Copy the records below verbatim, from the first line through the line containing "In support of", inclusive, and output nothing else.

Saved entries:
——————————
PR #14556, opened 2019-01-09
react-debug-tools accepts currentDispatcher ref as param

bvaughn:
In support of https://github.com/facebook/react-devtools/pull/1272.

The `react-debug-tools` package can't import shared internals because it isn't bundled along with the application. Instead it needs to accept those internals from DevTools, which gets them from the renderer (#14550).

### DIFF
--- a/packages/react-debug-tools/src/ReactDebugHooks.js
+++ b/packages/react-debug-tools/src/ReactDebugHooks.js
@@ -20,7 +20,7 @@ import {
   ForwardRef,
 } from 'shared/ReactWorkTags';
 
-const ReactCurrentDispatcher = ReactSharedInternals.ReactCurrentDispatcher;
+type CurrentDispatcherRef = typeof ReactSharedInternals.ReactCurrentDispatcher;
 
 // Used to track hooks called during a render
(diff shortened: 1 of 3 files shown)


bvaughn:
——————————
=== EXERCISE ANSWER ===
PR #14556, opened 2019-01-09
react-debug-tools accepts currentDispatcher ref as param

bvaughn:
In support of https://github.com/facebook/react-devtools/pull/1272.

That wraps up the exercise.